There are some limitations to our current study. There were some uncontrolled factors influencing accommodation, such as the position or angle of the smartphone and the reading position of the subjects while viewing the text. The visual angle while reading from a book, a laptop, or a smartphone was not fixed. Vergence parameters and symptoms were not assessed. We did not complete the Visual Fatigue Symptom Survey or measure the blink rate before and after the reading task. Including these measurements could have provided deeper insight and a more comprehensive explanation of our findings.

Future research

Future research should examine the effects of prolonged electronic device use on accommodation and vergence in diverse populations, including children, older adults, and working professionals. Studies in real-world settings incorporating measures such as blink rate, ocular surface health, and dynamic accommodation, as well as evaluating ergonomic interventions and visual breaks, could provide practical strategies to reduce accommodative stress and guide safe device use across different age groups and occupations.

Conclusion

Prolonged use of near devices such as smartphones, laptops, and hardcopy materials induces the following changes in accommodative function: (1) reduced accommodative amplitude, (2) increased accommodative lag, and (3) reduced accommodative facility.

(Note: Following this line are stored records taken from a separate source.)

PR #2826, opened 2019-05-13
[PLATFORM-1399] Reconfigures Echo

ashfurrow:
This PR moves Stripe publishable keys from our CocoaPods-Keys plugin to Echo. Because checking keys into git is a bad idea, we introduced a new mechanism for ignoring `Echo.json` from the git index, but downloading a fresh copy on `pod install`. It introduces an extra delay on running `pod install`, but I think it's worth it for the simplicity of the solution. We've documented everything in the Readme.

Once this is merged, we should remove the `StripeStagingPublishableKey` and `StripeProductionPublishableKey` env vars from Circle CI. We'll also want to test credit card inputs upon auction registration with the next beta (since that's the only spot we use the Stripe key).

(Note: when we _do_ rotate the Stripe keys, the old ones stay valid for 12 hours. During this time, we expect most users will get the updated Echo config and the key will get passed to Emission on next app launch. This does leave room for users to try to use the old keys, but the problem would be fixed by restarting the app, so I think it's reasonable.)

Fixes [PLATFORM-1399](https://artsyproduct.atlassian.net/browse/PLATFORM-1399).


Makefile
```diff
@@ -51,6 +51,7 @@ oss:
 	bundle exec pod keys set "ArtsyEchoProductionToken" "-"
 	bundle exec pod keys set "SentryProductionDSN" "-"
 	bundle exec pod keys set "SentryStagingDSN" "-"
+	cp Artsy/App/Echo.json.example Artsy/App/Echo.json
```
alloy: 👍

alloy:
Great stuff 👌

PR #2829, opened 2019-05-15
Points react-native-navigator-ios in Podspec to Ash's fork #trivial

ashfurrow:
Follow-up from eb2761a3584d16b4b68350c31c2a43b2540d11a3 and https://github.com/artsy/emission/pull/1586.

This PR will unify Emission+Eigen to point to my fork of `react-native-navigator-ios`. The only functional difference between my fork and upstream is some types that Orta added [in this PR](https://github.com/michaelknoch/react-native-navigator-ios/pull/2).


alloy:
Still think we should probably have these on the Artsy org, but don’t want to block your current work on that 👍

PR #2835, opened 2019-05-21
Fix availability warnings

ashfurrow:
Xcode has a warning (enabled by default for new projects) to guard against APIs requiring iOS versions. This PR enables the new, more aggressive setting, and cleans up our availability checks in general.

I felt  some ambiguity between some existing checks for `@available(iOS 11.0, *)` and `@available(iOS 11.3, *)`. Since `canOpenARView` already uses 11.3, we're not changing any _actual_ app behaviour, and the compiler is now happy, so what more could you want?

(There are several unit tests that don't make sense to include because our CI/tests require iOS 10 and ARKit needs 11.3. Indeed, the weren't really testing much. I'm happy to trade a few unit tests for better static analysis + warnings.)

Thank you to @bjhomer for the suggestion :bow:


alloy:
Very nice 🎀

PR #2836, opened 2019-05-21
Removes unused if statement #trivial

ashfurrow:
This is a follow-up from #2830. The `else if` statement will never be reached because an earlier `if` catches it (with the `prefixless` array, which is likely why the static analyzer didn't catch this).

### DIFF
--- a/Artsy/Models/API_Models/Application/SearchSuggestion.m
+++ b/Artsy/Models/API_Models/Application/SearchSuggestion.m
@@ -46,8 +46,6 @@
         return NSStringWithFormat(@"/artwork/%@", self.modelID);
     } else if ([self.model isEqualToString:@"article"]) {
         return NSStringWithFormat(@"/article/%@", self.modelID);
-    } else if ([self.model isEqualToString:@"page"]) {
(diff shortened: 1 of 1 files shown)


Artsy/Models/API_Models/Application/SearchSuggestion.m
```diff
@@ -46,8 +46,6 @@ - (NSString *)href
         return NSStringWithFormat(@"/artwork/%@", self.modelID);
     } else if ([self.model isEqualToString:@"article"]) {
         return NSStringWithFormat(@"/article/%@", self.modelID);
-    } else if ([self.model isEqualToString:@"page"]) {
-        return NSStringWithFormat(@"/artwork/%@", self.modelID);
```
anandaroop: Thanks for this follow-up! 👍

anandaroop:
Looks like there was a CI fail on the master branch build. Not sure if it's spurious but it does seem search related...

https://circleci.com/gh/artsy/eigen/6148

ashfurrow:
Looks like it was spurious – I restarted it and it worked :)

PR #2837, opened 2019-05-23
Updates Artsy fonts pod #trivial

ashfurrow:
Includes the change in this PR: https://github.com/artsy/Artsy-OSSUIFonts/pull/18 This catches a common problem that Artsy staff run into when setting up this repo – that PR discusses it in more detail, but let me know if I can clarify anything!


ashkan18:
nice!! 🙌 thanks

PR #2838, opened 2019-05-23
Fixes issue with tipsi-stripe

ashfurrow:
This PR moves `tipsi-stripe` to my fork, which includes [this commit](https://github.com/ashfurrow/tipsi-stripe/commit/bfebb733fb44d3e1d0522a38a317993f9c686422) (copied from [this PR](https://github.com/tipsi/tipsi-stripe/pull/418) that was closed without resolution) which fixes [this bug](https://github.com/tipsi/tipsi-stripe/issues/408). The bug _appears_ related to our recent React Native upgrade (I ruled out the `tipsi-stripe` [upgrade from 7.4.0 -> 7.5.0](https://github.com/tipsi/tipsi-stripe/compare/7.4.0...7.5.0)).

The fix was to remove a callback for when the keyboard appears; the callback that was being executed was this:

```objc
- (void)keyboardWillShow:(NSNotification *)n {
    if (!_jsRequestingFirstResponder && !_isFirstResponder) {
        [_paymentCardTextField resignFirstResponder];
    }
}
```

Which reads: "if the request to become a first respond (focus the text field) doesn't come from JS and if I am not the first responder (I have the keyboard focus) then make sure that the payment card text field subview loses focus." 

I've looked through the git history to figure out the purpose of this code, but it's unclear. My _guess_ is it has to do with supporting credit card inputs in a larger form with other inputs. Our UI has _just_ the credit card input on screen at a time (no other text inputs) so the _only_ way the keyboard shows is if if the `_paymentCardTextField` has been tapped by the user and is becoming the responder. Because the code only ever makes the payment field resign first responder and is only ever invoked when the payment field becomes the first responder, I am comfortable shipping this. (This also explains [the crash](https://sentry.io/organizations/artsynet/issues/1033339009/?project=1403105&referrer=slack) we're seeing: stack overflow from infinite show-and-hide-and-show-etc the keyboard.)

Please let me know what I can clarify. I've verified this works as expected on device by going through the complete bid -> register flow successfully (well, I didn't meet the reserve, but the bid did go through).

I will follow-up on the PR to ask why it was closed and will follow-up here.

### DIFF
--- a/CHANGELOG.yml
+++ b/CHANGELOG.yml
@@ -5,7 +5,7 @@ upcoming:
   dev:
     - Adds new availability checks and enables new compiler warning for better checking of API availabilities - ash
   user_facing:
-    - 
+    - Fixes a problem entering credit cards for auction registration - ash
 
 releases:
   - version: 5.0.3
--- a/Podfile
+++ b/Podfile
@@ -93,8 +93,8 @@ target 'Artsy' do
   # Emission's dependencies
   # use `cat ~/.cocoapods/repos/artsy/Emission/1.x.x/Emission.podspec.json` to see the Podspec
 
-  # For Stripe integration with Emission
-  pod 'tipsi-stripe', git: 'https://github.com/tipsi/tipsi-stripe.git', tag: '7.5.0'
+  # For Stripe integration with Emission. Using Ash's fork for this issue: https://github.com/tipsi/tipsi-stripe/issues/408
+  pod 'tipsi-stripe', git: 'https://github.com/ashfurrow/tipsi-stripe.git', branch: 'fix-infinite-loop'
   pod 'react-native-mapbox-gl', git: 'https://github.com/l2succes/react-native-mapbox-gl', branch: 'fix-gesture-recognizer'
   pod 'SentryReactNative', git: 'https://github.com/getsentry/react-native-sentry.git', tag: 'v0.30.3'
   pod 'Pulley', :git => 'https://github.com/l2succes/Pulley.git', :branch => 'master'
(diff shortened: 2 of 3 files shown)


alloy:
LGTM, thanks for the fast fix! 🙌

ashfurrow:
I've heard back from the author of the PR with the changes I've borrowed – they closed the PR because some end-to-end tests weren't working anymore, but that's it. We're going to investigate and compare notes.

DarkKnight1992:
I understand the e2e test was broke..... BUT YOU CAN"T JUST CLOSE A PR WITHOUT FIXING THE ISSUE

ashfurrow:
@DarkKnight1992 We didn't close the PR, that's a different repo. I would be happy to provide further clarification on why this solution works for us, but you are unlikely to get assistance from the open source community without a respectful tone.

DarkKnight1992:
firstly, i haven't disrespected anyone and sorry for not realizing this was a different repo. And i have a point.

alloy:
Even if this were the right repo _and_ besides your all-caps tone, which usually doesn’t inspire a fruitful debate–you’re not respecting the prerogative that the author has to close their own PR, they owe you absolutely nothing.

If you wish to get to a place where your problem is solved, which I assume you want, then I would suggest you try a different approach when interacting with the author of the PR. _Or_ you can exercise your right that the MIT license gives–which the authors were so friendly to give to you _for free_–and apply the change on a fork, like we did in this PR.

Either way, please don’t continue down this line here 🙏

DarkKnight1992:
My apologizes didn't mean to offend anybody.

PR #2846, opened 2019-06-13
Moved artwork set analytics into artwork set view controller

ashfurrow:
We saw that the analytics for swiping between view controllers weren't firing for artwork set view controllers _opened from an auction_. The others would work no problem, just not the ones presented from the Auction view controller. Super-weird. 

I dug through the ARAnalytics code, and then the ReactiveCocoa code its built on top of, but couldn't find any reason for `rac_signalForSelect:` not to fire for certain instances. I'm a bit worried we might be missing analytics events in other places, though with more and more of our codebase moving to React Native, it might be worth ripping out ARAnalytics+DSL altogether soon. This would also let us remove ReactiveCocoa and get a smaller app size.

### DIFF
--- a/Artsy/App/ARAppDelegate+Analytics.m
+++ b/Artsy/App/ARAppDelegate+Analytics.m
@@ -136,45 +136,6 @@
                             ]
                     },
                 @{
-                    ARAnalyticsClass: ARArtworkSetViewController.class,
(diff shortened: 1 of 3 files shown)


alloy:
That sounds like a nice prospect ✨

PR #2850, opened 2019-06-25
PURCHASE-1171: If an artist is consignable, a user can click to consign their work through Artsy

lilyfromseattle:
Adds a link to the consignments flow information page.

### DIFF
--- a/Artsy/App/ARSwitchBoard.m
+++ b/Artsy/App/ARSwitchBoard.m
@@ -234,6 +234,10 @@ NSInteger const ARLiveAuctionsCurrentWebSocketVersionCompatibility = 4;
         return [[ARNavigationController alloc] initWithRootViewController:submissionVC];
     }];
 
+    [self.routes addRoute:@"/consign/info" handler:JLRouteParams {
+        return [[ARShowConsignmentsFlowViewController alloc] init];
+    }];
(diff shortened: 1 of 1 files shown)


Artsy/App/ARSwitchBoard.m
```diff
@@ -234,6 +234,10 @@ - (void)updateRoutes
         return [[ARNavigationController alloc] initWithRootViewController:submissionVC];
     }];
 
+    [self.routes addRoute:@"/consign/info" handler:JLRouteParams {
```
sweir27: It looks like both this and `/consign/submission` are instantiating `ARShowConsignmentsFlowViewController` (and based on the screenshot in the ticket it looks like that's what we want anyways?)

I'm curious why we need this extra route.

lilyfromseattle: `/consign/submission` links to the second step of the consignments flow where the user enters the information about the work. Both routes initialize ARShowConsignmentsFlowViewController but the route above overrides the default behavior which is to show the info page first and initializes it with the submission page as the root, which is not what we want for this story.

sweir27: Thanks for the explanation!

PR #3312, opened 2020-05-13
[CSGN-188] Update sell landing page layout according to new specs

pepopowitz:
Addresses https://artsyproduct.atlassian.net/browse/CSGN-188

@deliciousnachos gave us a 🔥redesign of the sell tab landing page. This PR implements it.

sell-tab-redesign

#trivial #skip_new_tests (coming in followup work)


src/lib/Scenes/Consignments/v2/Screens/ConsignmentsHome/index.tsx
```diff
@@ -18,101 +19,201 @@ interface Props {
...
-          </Sans>
-        </Box>
+        <Spacer mb={2} />
+
+        <Flex flexDirection="row">
+          <NumberBox pl={0.5} pr={1}>
+            <Sans size="4">2</Sans>
+          </NumberBox>
+
+          <FlexChildThatWontStretchOutsideOfParent>
```
damassi, line 172: 😄 - maybe something a bit more semantic for future devs?

ashfurrow: As long as it is _as_ verbose – we need to honour Eigen's Objective-C roots!

damassi: heh, now that you mention it, this is indeed very Objective-C

pepopowitz: I think this captures everything I wanted to capture for future devs - these styles are applied to prevent this element from stretching outside of the parent flex element.

src/lib/Scenes/Consignments/v2/Screens/ConsignmentsHome/index.tsx
```diff
@@ -18,101 +19,201 @@ interface Props {
...
-          <Sans size="3">Start today</Sans>
+          <Sans size="3">Start selling</Sans>
         </Button>
       </Box>
     </ScrollView>
   )
 }
 
+const FlexChildThatWontStretchOutsideOfParent = styled(Box)`
+  flex: 1;
```
jonallured, line 208: I would not have known that setting flex to a value of one means that it won't stretch outside of it's parent, haha. Is there some doc you share that explains this?

jonallured:
Nice one! Looks like it needs a rebase but otherwise I'm +1 on it! ❤️

src/lib/Scenes/Consignments/v2/Screens/ConsignmentsHome/index.tsx
damassi: I guess i'm wondering why this level of detail in a variable name is necessary, when all that's being applied is `flex: 1`, a few lines down? Versus, say, `SomethingContainer` - a thing which contains.

damassi: (note that ^ is obviously non-blocking, just for the sake of discussion.)

pepopowitz: - "why this level of detail in a variable name is necessary": The text in these elements was overflowing the parent flex element, but subtly, by only a few pixels. It was easy to miss the fact that something wasn't right, and I had to dig pretty deep to (a) prove to myself that it was overflowing, and (b) figure out how to prevent it from overflowing. By giving this variable a name, and a verbose name at that, it makes it clear to future devs that this is being done _for a reason_. 
- "This flex: 1 can also be applied inline": this is not true, unless I'm misunderstanding what you're saying. As I mentioned in [this slack thread](https://artsy.slack.com/archives/C9XJKPY9W/p1589377765113900), there are a handful of props we applied to `Flex` that should also be applied to elements that can be placed inside of a `flex` container. `flex` shorthand, `flexBasis`, `flexGrow`, and `flexShrink` are all properties that get set on the _child_ of a flex element, not the flex element itself. In this case, I've got a `Box`, which doesn't have `flexProps` applied to it in palette, so `<Box flex="1">` is not valid.

src/lib/Scenes/Consignments/v2/Screens/ConsignmentsHome/index.tsx
pepopowitz: I didn't know either. I also didn't know how to fix it. [This](https://stackoverflow.com/a/42537091) was I think the lead that pointed me in the right direction.

The issue I was seeing was very subtle. On an iphone 11 pro max, it almost didn't look like an issue, but I spotted a couple pixels of misalignment. I played with some other devices and text lengths to verify, and found that those elements were indeed overflowing beyond the parent.

src/lib/Scenes/Consignments/v2/Screens/ConsignmentsHome/index.tsx
damassi: 🏄 no prob, just discussion @pepopowitz 😄

src/lib/Scenes/Consignments/v2/Screens/ConsignmentsHome/index.tsx
ashfurrow: Huh! TIL.

PR #3316, opened 2020-05-14
Extract ArtworkTileRailCard for reuse with other shapes of data

pepopowitz:
I will be rendering an artwork rail on the sell tab landing page, and I want it to look like the other artwork rails in the app. The shape of my data is very different from what `ArtworkTileRail` uses, though, so this PR extracts an `ArtworkTileRailCard` that takes things like `artistNames` and `saleMessage` as props. This leaves it up to the parent component to decide how to get those bits of data.

I chose to do this at the card level instead of the rail level because there might be subtle differences between my upcoming rail and the other rails, specifically in the spacing between cards. Perhaps it's confirmation bias, but it also feels nice that the parent can decide if it's rendering a `FlatList`, an `AboveTheFoldFlatList`, or a `Join` to render this rail of cards.

The PR also includes a small fix with border-radius - moving it from the rail level to the card level. I'll point it out with a comment.

### DIFF
--- a/src/lib/Components/ArtworkTileRail/ArtworkTileRail.tsx
+++ b/src/lib/Components/ArtworkTileRail/ArtworkTileRail.tsx
@@ -1,4 +1,4 @@
-import { Box, color, Flex, Sans, Spacer } from "@artsy/palette"
+import { Spacer } from "@artsy/palette"
 import { ArtworkTileRail_artworksConnection } from "__generated__/ArtworkTileRail_artworksConnection.graphql"
 import SwitchBoard from "lib/NativeModules/SwitchBoard"
 import { Schema } from "lib/utils/track"
@@ -6,12 +6,7 @@ import React, { useRef } from "react"
 import { FlatList, View } from "react-native"
 import { createFragmentContainer, graphql } from "react-relay"
 import { useTracking } from "react-tracking"
-import styled from "styled-components/native"
-import OpaqueImageView from "./OpaqueImageView/OpaqueImageView"
-
-const SMALL_TILE_IMAGE_SIZE = 120
-
-export const ArtworkCard = styled.TouchableHighlight.attrs({ underlayColor: color("white100"), activeOpacity: 0.8 })``
+import { ArtworkTileRailCard } from "./ArtworkTileRailCard"
 
 export const ArtworkTileRailContainer: React.FC<{
   artworksConnection: ArtworkTileRail_artworksConnection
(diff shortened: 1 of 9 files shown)


src/lib/Components/ArtworkTileRail/ArtworkTileRail.tsx
```diff
@@ -25,35 +20,21 @@ export const ArtworkTileRailContainer: React.FC<{
     <View ref={navRef}>
       <FlatList
         horizontal
-        style={{ borderRadius: 2, overflow: "hidden" }}
```
pepopowitz, line 28: Here's the first half of the border-radius fix. It was accidentally applied at the rail level, instead of the card.

ArtsyOpenSource:
<table>
  <thead>
    <tr>
      <th width="50"></th>
    </tr>
  </thead>
  <tbody><tr>
      <td>:no_entry_sign:</td>
      <td>Missing Test Files:

- `src/lib/Components/ArtworkTileRail/__tests__/ArtworkTileRailCard-tests.tsx`
- `src/lib/Components/ArtworkTileRail/__tests__/index-tests.ts`

    </tr>
  </tbody>
</table>




<p align="right">
</p>

src/lib/Components/ArtworkTileRail/ArtworkTileRailCard.tsx
```diff
@@ -0,0 +1,63 @@
...
+  imageURL,
+  artistNames,
+  saleMessage,
+}) => {
+  const imageDisplay = imageURL ? (
+    <OpaqueImageView
+      imageURL={imageURL.replace(":version", "square")}
+      width={SMALL_TILE_IMAGE_SIZE}
+      height={SMALL_TILE_IMAGE_SIZE}
+      style={{ borderRadius: 2, overflow: "hidden" }}
```
pepopowitz, line 29: And here's the second half of the border-radius fix. It was accidentally applied at the rail level, instead of the card.

src/lib/Components/ArtworkTileRail/ArtworkTileRail.tsx
```diff
@@ -25,35 +20,21 @@ export const ArtworkTileRailContainer: React.FC<{
...
-                <Sans size="3t" weight="medium" numberOfLines={1}>
-                  {item?.node?.artistNames}
-                </Sans>
-                <Sans size="3t" color="black60" numberOfLines={1}>
-                  {item?.node?.saleMessage}
-                </Sans>
-              </Box>
-            </Flex>
-          </ArtworkCard>
+            imageURL={item?.node?.image?.imageURL ?? ""}
```
ashfurrow, line 34: `imageURL` is nullable so I think we can remove the null coalesce:
```suggestion
            imageURL={item?.node?.image?.imageURL}
```

src/lib/Components/ArtworkTileRail/ArtworkTileRailCard.tsx
```diff
@@ -0,0 +1,63 @@
...
+      <Flex>
+        {imageDisplay}
+        <Box mt={1} width={SMALL_TILE_IMAGE_SIZE}>
+          {artistNamesDisplay}
+          {saleMessageDisplay}
+        </Box>
+      </Flex>
+    </ArtworkCard>
+  )
+}
```
ashfurrow, line 63: I like the structure of this `render` method quite a bit – I think I'll try moving more of my `thing && <Component>{thing}</Component>` into consts instead of inlining them 👍

src/lib/Components/ArtworkTileRail/ArtworkTileRail.tsx
pepopowitz: Good call, I'll make this change!

pepopowitz:
@mdole I think this one is all cleaned up. There is a complaint from danger about no tests for an index.ts, but that file just exports other files. Maybe someone from @artsy/mobile-experience has opinions on if I should handle that differently, but for me it feels safe to ignore.

mdole:
heck yeah! onwards to staging!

Further studies on visual functions during binocular viewing, such as positive/negative fusional vergence, fusional vergence amplitude, relative vergence, and vertical phoria, are necessary to fully understand the correlation between subjective/objective symptoms and the effects on visual function caused by extended use of various near devices. The most significant changes in accommodative function were observed after laptop use, followed by smartphone use and hardcopy reading at a similar workstation. This study suggests that reading from hardcopy materials should be promoted over electronic devices, as the latter can adversely affect accommodative function.

Competing Interests

The authors have no competing interests to declare.